## How to complete this task
Everything in the data below is left aside except the lines from the one containing "PR #92, opened 2023-04-11" through the one containing "- Move Fastify-related, yet"; repeat those exactly.

## Raw data
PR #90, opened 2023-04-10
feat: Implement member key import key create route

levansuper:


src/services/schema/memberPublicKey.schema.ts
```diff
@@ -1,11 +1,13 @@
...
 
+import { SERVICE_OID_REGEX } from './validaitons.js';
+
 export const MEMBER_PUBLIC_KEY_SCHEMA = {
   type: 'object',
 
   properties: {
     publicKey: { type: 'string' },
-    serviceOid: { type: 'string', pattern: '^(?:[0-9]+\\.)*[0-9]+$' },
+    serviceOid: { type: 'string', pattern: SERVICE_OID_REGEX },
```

* * *

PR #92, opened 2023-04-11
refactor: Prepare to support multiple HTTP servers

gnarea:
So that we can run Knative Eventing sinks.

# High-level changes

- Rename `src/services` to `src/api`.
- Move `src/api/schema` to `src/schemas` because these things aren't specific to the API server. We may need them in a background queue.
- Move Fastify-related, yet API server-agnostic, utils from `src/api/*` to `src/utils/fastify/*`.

## Written response
PR #92, opened 2023-04-11
refactor: Prepare to support multiple HTTP servers

gnarea:
So that we can run Knative Eventing sinks.

# High-level changes

- Rename `src/services` to `src/api`.
- Move `src/api/schema` to `src/schemas` because these things aren't specific to the API server. We may need them in a background queue.
- Move Fastify-related, yet API server-agnostic, utils from `src/api/*` to `src/utils/fastify/*`.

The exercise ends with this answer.